_Task description_
Check each line of the entries below for the string "come" and state how many lines have it, with no other text.

_Extracted data_
PR #654, opened 2025-11-04
feat(block): execute rewards registry system tx at start of block

fgimenez:
ref https://tempoxyz.slack.com/archives/C09KCGR4LQ4/p1762157514260509?thread_ts=1761930432.103249&cid=C09KCGR4LQ4

Changes block execution order to place rewards registry system transaction at the start of the block, allowing regular transactions to execute after it.

the execution order is now:
  1. rewards registry `finalizeStreams` (start of block)
  2. regular transactions
  3. fee manager `executeBlock` (end of block)
  4. stablecoin DEX `executeBlock` (end of block)

the changes:
- add `build_start_block_txs()` to create rewards registry system tx
- execute start-of-block system txs after `apply_pre_execution_changes()` but before regular transactions
- update validation logic to enforce ordering: rewards registry must come first, regular txs in middle, fee manager/dex at end

### DIFF
--- a/crates/evm/src/block.rs
+++ b/crates/evm/src/block.rs
@@ -355,13 +355,18 @@ where
             self.validate_system_tx(tx)
         } else if let Some(tx_proposer) = tx.subblock_proposer() {
             match self.section {
+                BlockSection::StartOfBlock {
+                    seen_tip20_rewards_registry,
+                } if !seen_tip20_rewards_registry => Err(BlockValidationError::msg(
+                    "TIP20 rewards registry system transaction was not seen",
+                )),
+                BlockSection::GasIncentive | BlockSection::System { .. } => {
+                    Err(BlockValidationError::msg("subblock section already passed"))
+                }
                 BlockSection::StartOfBlock { .. } | BlockSection::NonShared => {
                     Ok(BlockSection::SubBlock {
                         proposer: tx_proposer,
                     })
-                }
-                BlockSection::GasIncentive | BlockSection::System { .. } => {
-                    Err(BlockValidationError::msg("subblock section already passed"))
                 }
                 BlockSection::SubBlock { proposer } => {
                     if proposer == tx_proposer
@@ -379,6 +384,11 @@ where
             }
         } else {
             match self.section {
+                BlockSection::StartOfBlock {
+                    seen_tip20_rewards_registry,
+                } if !seen_tip20_rewards_registry => Err(BlockValidationError::msg(
+                    "TIP20 rewards registry system transaction was not seen",
+                )),
                 BlockSection::StartOfBlock { .. } | BlockSection::NonShared => {
                     if gas_used > self.non_shared_gas_left
                         || (!tx.is_payment() && gas_used > self.non_payment_gas_left)
--- a/crates/payload/builder/src/lib.rs
+++ b/crates/payload/builder/src/lib.rs
@@ -412,13 +412,11 @@ where
         ));
 
         // Execute start-of-block system transactions (rewards registry finalize)
-        let start_block_txs = self.build_start_block_txs(builder.evm().block());
-        for tx in &start_block_txs {
+        for tx in self.build_start_block_txs(builder.evm().block()) {
             block_size_used += tx.inner().length();
-        }
-        for system_tx in start_block_txs {
+
             builder
-                .execute_transaction(system_tx)
+                .execute_transaction(tx)
                 .map_err(PayloadBuilderError::evm)?;
         }
 
--- a/crates/node/tests/it/backfill.rs
+++ b/crates/node/tests/it/backfill.rs
@@ -6,16 +6,13 @@ use alloy::{
 };
 use alloy_eips::{BlockNumberOrTag, Encodable2718};
 use alloy_network::TxSignerSync;
-use alloy_primitives::{Address, Sealable};
+use alloy_primitives::Address;
 use alloy_rpc_types_engine::ForkchoiceState;
-use futures::StreamExt;
 use reth_e2e_test_utils::wallet::Wallet;
 use reth_node_api::EngineApiMessageVersion;
 use reth_node_metrics::recorder::install_prometheus_recorder;
-use reth_primitives_traits::{AlloyBlockHeader as _, Block as _, transaction::TxHashRef};
-use reth_provider::BlockReaderIdExt;
+use reth_primitives_traits::{AlloyBlockHeader as _, transaction::TxHashRef};
 use tempo_chainspec::spec::TEMPO_BASE_FEE;
-use tempo_primitives::{TempoTxEnvelope, transaction::envelope::TEMPO_SYSTEM_TX_SIGNATURE};
 
 /// Test that verifies backfill sync works correctly.
 ///
@@ -94,39 +91,14 @@ async fn test_backfill_sync() -> eyre::Result<()> {
         let payload = node1.advance_block().await?;
 
         // Verify the transaction was included
-        let block_hash = payload.block().hash();
         let block_number = payload.block().number();
 
-        // Get head block from notifications stream and verify the tx is present
-        let head = node1.canonical_stream.next().await.unwrap();
-
-        // Find the first non-system transaction
-        let user_tx = head
-            .tip()
-            .body()
-            .transactions()
-            .find(|tx| {
-                !matches!(tx, TempoTxEnvelope::Legacy(signed) if signed.signature() == &TEMPO_SYSTEM_TX_SIGNATURE)
-            })
-            .expect("Should have at least one user transaction");
-
-        assert_eq!(user_tx.tx_hash().as_slice(), tx_hash.as_slice());
-
-        loop {
-            // wait for the block to commit
-            tokio::time::sleep(std::time::Duration::from_millis(20)).await;
-            let latest_block = node1
-                .inner
-                .provider
-                .block_by_number_or_tag(BlockNumberOrTag::Latest)?;
-            if let Some(latest_block) = latest_block
-                && latest_block.header().number() == block_number
-            {
-                // make sure the block hash we submitted via FCU engine api is the new latest block
-                assert_eq!(latest_block.header().hash_slow(), block_hash);
-                break;
-            }
-        }
+        let block = provider1
+            .get_block(block_number.into())
+            .full()
+            .await?
+            .unwrap();
+        assert!(block.into_transactions_vec()[1].inner.tx_hash() == &tx_hash);
 
         if block_number % 10 == 0 {
             println!("Advanced to block {block_number}");


crates/consensus/src/lib.rs
```diff
@@ -201,27 +201,39 @@ impl Consensus<Block> for TempoConsensus {
...
+                return Err(ConsensusError::Other(
+                    "Block must start with system txs".to_string(),
+                ));
+            }
+            if tx.to().unwrap_or_default() != expected_to {
+                return Err(ConsensusError::Other(
+                    "Invalid start-of-block system tx order".to_string(),
+                ));
+            }
+        }
```
0xKitsune: nit: we could also update to just get the first tx rather than `let start_txs = &transactions[..TEMPO_SYSTEM_TX_START_OF_BLOCK.len()];`. However it might make sesen to leave this here if we intend to have additional system txs at the top of the block.

crates/consensus/src/lib.rs
```diff
@@ -201,27 +201,39 @@ impl Consensus<Block> for TempoConsensus {
...
+                return Err(ConsensusError::Other(
+                    "Block must end with system txs".to_string(),
+                ));
+            }
             if tx.to().unwrap_or_default() != expected_to {
-                return Err(ConsensusError::Other("Invalid system tx order".to_string()));
+                return Err(ConsensusError::Other(
+                    "Invalid end-of-block system tx order".to_string(),
+                ));
             }
```
0xKitsune: Looks like these are doing the same thing with the same types. Can we make a helper function called `validate_system_txs` or similar for this?

crates/evm/src/block.rs
```diff
@@ -87,51 +87,64 @@ where
...
                 Err(BlockValidationError::msg(
-                    "duplicate stablecoin TIP20 rewards registry system transaction",
+                    "duplicate stablecoin DEX system transaction",
+                ))
+            } else if !self.seen_fee_manager_system_tx {
+                Err(BlockValidationError::msg(
+                    "stablecoin DEX system transaction must come after fee manager system transaction",
                 ))
             } else {
                 Ok(())
```
0xKitsune: nit: I think we can probably clean this up a bit. This will get a bit verbose if we continue to add system txs. Something like the following to start could work. We can also do this in a separate PR.


```rust
enum SysTxKind {
    RewardsRegistry,
    FeeManager,
    StablecoinDex,
}

impl SysTxKind {
    fn encode(&self, block: &[u8]) -> Bytes {
        match self {
            Self::RewardsRegistry => ITIP20RewardsRegistry::finalizeStreamsCall{}.abi_encode(),
            Self::FeeManager => IFeeManager::executeBlockCall.abi_encode(),
            Self::StablecoinDex => IStablecoinExchange::executeBlockCall{}.abi_encode(),
        }.into_iter().chain(block.iter().copied()).collect()
    }
}
```

crates/consensus/src/lib.rs
```diff
@@ -201,27 +201,39 @@ impl Consensus<Block> for TempoConsensus {
...
+        if transactions.len() < TEMPO_SYSTEM_TX_COUNT {
             return Err(ConsensusError::Other(
                 "Block must contain Tempo system txs".to_string(),
             ));
         }
 
-        // Valdiate that the sequence of system txs is correct
-        for (tx, expected_to) in system_txs.into_iter().zip(TEMPO_SYSTEM_TX_ADDRESSES) {
+        // Validate start-of-block system transactions (first transaction: rewards registry)
+        let start_txs = &transactions[..TEMPO_SYSTEM_TX_START_OF_BLOCK.len()];
```
0xKitsune: Can you remind me why we need to process this at the top of the block rather than with the rest of the system txs?

crates/node/tests/it/utils.rs
```diff
@@ -335,3 +341,57 @@ fn default_attributes_generator(timestamp: u64) -> TempoPayloadBuilderAttributes
...
+                .provider
+                .block_by_number_or_tag(BlockNumberOrTag::Latest)?
+                && latest_block.header().number() == block_number
+            {
+                // make sure the block hash we submitted via FCU engine api is the new latest
+                // block using an RPC call
+                assert_eq!(latest_block.header().hash_slow(), block_hash);
+                break;
+            }
+        }
```
0xKitsune: Why do we need this logic? Are tests broken otherwise?

crates/node/tests/it/utils.rs
```diff
@@ -335,3 +341,57 @@ fn default_attributes_generator(timestamp: u64) -> TempoPayloadBuilderAttributes
...
+        // get head block from notifications stream and verify the tx has been pushed to the
+        // pool is actually present in the canonical block
+        let head = self.canonical_stream.next().await.unwrap();
+
+        // Find the first non-system transaction
+        let user_tx = head
+            .tip()
+            .body()
+            .transactions()
+            .find(|tx| !matches!(tx, TempoTxEnvelope::Legacy(signed) if signed.signature() == &TEMPO_SYSTEM_TX_SIGNATURE))
```
0xKitsune: IIUC this will skip the first system tx but not the final system txs?

crates/consensus/src/lib.rs
fgimenez: simplified for now, we can add back the loop if needed

crates/consensus/src/lib.rs
fgimenez: good point, done

crates/evm/src/block.rs
fgimenez: yep good call, added

crates/consensus/src/lib.rs
fgimenez: these changes basically follow @samczsun suggestion in https://tempoxyz.slack.com/archives/C09KCGR4LQ4/p1762157514260509?thread_ts=1761930432.103249&cid=C09KCGR4LQ4 `also the reward registry finalize call should happen top of block, so there should be regular transactions after it (unlike the fee manager and dex system txs)`

crates/node/tests/it/utils.rs
fgimenez: yep tests were timing out/failing without it, see https://github.com/tempoxyz/tempo/actions/runs/19065472787/job/54454923087 and  https://github.com/tempoxyz/tempo/actions/runs/19067656696/job/54462152520

crates/node/tests/it/utils.rs
fgimenez: it will stop at the first user tx which is hat we want, skipping the first system tx, no need to skip the final ones, or am i missing something?

crates/node/tests/it/utils.rs
```diff
@@ -335,3 +341,57 @@ fn default_attributes_generator(timestamp: u64) -> TempoPayloadBuilderAttributes
...
+    async fn assert_new_block_tempo(
+        &mut self,
+        tip_tx_hash: B256,
+        block_hash: B256,
+        block_number: u64,
+    ) -> eyre::Result<()>;
+}
+
+impl TempoNodeTestExt for NodeHelperType<TempoNode> {
+    async fn assert_new_block_tempo(
```
klkvr: we only use `assert_new_block` once so I'd rather just change logic here to fetch the block directly https://github.com/tempoxyz/tempo/blob/5b8682c934a756155f75c15b54f694fd707d7d86/crates/node/tests/it/backfill.rs#L72-L80

crates/payload/builder/src/lib.rs
```diff
@@ -351,21 +380,28 @@ where
...
+
         let mut block_transactions_rlp_length = 0;
         let is_osaka = chain_spec.is_osaka_active_at_timestamp(attributes.timestamp());
 
         let execution_start = Instant::now();
         let mut payment_transactions = 0;
         while let Some(pool_tx) = best_txs.next() {
             // ensure we still have capacity for this transaction
-            if cumulative_gas_used + pool_tx.gas_limit() > non_shared_gas_limit {
+            if cumulative_gas_used + pool_tx.gas_limit() > block_gas_limit {
```
klkvr: seems like rebase went wrong here, this is not equivalent

crates/payload/builder/src/lib.rs
```diff
@@ -374,7 +410,7 @@ where
             // If the tx is not a payment and will exceed the general gas limit
             // mark the tx as invalid and continue
             if !pool_tx.transaction.is_payment()
-                && non_payment_gas_used + pool_tx.gas_limit() > general_gas_limit
+                && cumulative_gas_used + pool_tx.gas_limit() > general_gas_limit
```
klkvr: same here

crates/evm/src/block.rs
```diff
@@ -133,88 +136,102 @@ where
...
+                    seen_subblocks_signatures,
+                ),
+                _ => (false, false, false),
+            };
+
+        if to == TIP20_REWARDS_REGISTRY_ADDRESS {
+            return Err(BlockValidationError::msg(
+                "rewards registry system transaction must be at start of block",
+            ));
+        } else if to == TIP_FEE_MANAGER_ADDRESS {
```
klkvr:
```suggestion
        if to == TIP_FEE_MANAGER_ADDRESS {
```

should be fine to let this be handled in the fallback branch bellow

crates/evm/src/block.rs
```diff
@@ -370,6 +389,16 @@ where
...
+                    // Transition from start-of-block to non-shared section for regular transactions
+                    if gas_used > self.non_shared_gas_left
+                        || (!tx.is_payment() && gas_used > self.non_payment_gas_left)
+                    {
+                        Ok(BlockSection::GasIncentive)
+                    } else {
+                        Ok(BlockSection::NonShared)
+                    }
+                }
                 BlockSection::NonShared => {
```
klkvr:
```suggestion
                BlockSection::StartOfBlock { seen_tip20_rewards_registry } && !seen_tip20_rewards_registry => {
                    Err(BlockValidationError::msg(
                        "cannot include non-system transaction first in the block",
                    )
                }
                BlockSection::StartOfBlock { .. } | BlockSection::NonShared => {
```

we need make sure you can't send non-system/non-subblock tx before tip20 registry was sent

crates/evm/src/block.rs
```diff
@@ -348,6 +364,9 @@ where
             self.validate_system_tx(tx)
         } else if let Some(tx_proposer) = tx.subblock_proposer() {
             match self.section {
+                BlockSection::StartOfBlock { .. } => Err(BlockValidationError::msg(
+                    "cannot include subblock transactions before rewards registry",
+                )),
                 BlockSection::GasIncentive | BlockSection::System { .. } => {
```
klkvr:
```suggestion
                BlockSection::StartOfBlock { seen_tip20_rewards_registry } && !seen_tip20_rewards_registry => Err(BlockValidationError::msg(
                    "cannot include subblock transactions before rewards registry",
                )),
BlockSection::GasIncentive | BlockSection::System { .. } => {
```

below we also need to handle `StartOfBlock { .. }` in the same branch as `NonShared`

crates/evm/src/lib.rs
```diff
@@ -14,6 +14,10 @@ pub use error::TempoEvmError;
 pub mod evm;
 use std::{borrow::Cow, sync::Arc};
 
+// tempo_consensus is used in context.rs under #[cfg(feature = "rpc")]
```
klkvr: should it be an optional dependency?

crates/node/tests/it/utils.rs
fgimenez: ok inlined here

crates/payload/builder/src/lib.rs
fgimenez: good catch, recovered

crates/payload/builder/src/lib.rs
fgimenez: done

crates/evm/src/lib.rs
fgimenez: nope, `tempo_consensus` is used unconditionally in lib.rs, removed

crates/evm/src/block.rs
```diff
@@ -348,6 +360,14 @@ where
             self.validate_system_tx(tx)
         } else if let Some(tx_proposer) = tx.subblock_proposer() {
             match self.section {
+                BlockSection::StartOfBlock {
+                    seen_tip20_rewards_registry,
+                } if !seen_tip20_rewards_registry => Err(BlockValidationError::msg(
+                    "rewards registry system transaction must be first in the block",
+                )),
+                BlockSection::StartOfBlock { .. } => Err(BlockValidationError::msg(
```
klkvr: this needs to be in the same branch as `NonShared` 

block is allowed to only contain subblocks, so we don't want to return an error here

crates/payload/builder/src/lib.rs
```diff
@@ -402,6 +411,13 @@ where
                 .map(|gasprice| gasprice as u64),
         ));
 
+        // Execute start-of-block system transactions (rewards registry finalize)
+        for system_tx in self.build_start_block_txs(builder.evm().block()) {
+            builder
+                .execute_transaction(system_tx)
+                .map_err(PayloadBuilderError::evm)?;
+        }
```
klkvr, line 421: we also need to account for those transactions in `block_size_used`, like in https://github.com/tempoxyz/tempo/pull/645

crates/evm/src/block.rs
fgimenez: makes sense, done here and for regular transactions

crates/payload/builder/src/lib.rs
fgimenez: ok done ptal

_Result below_
2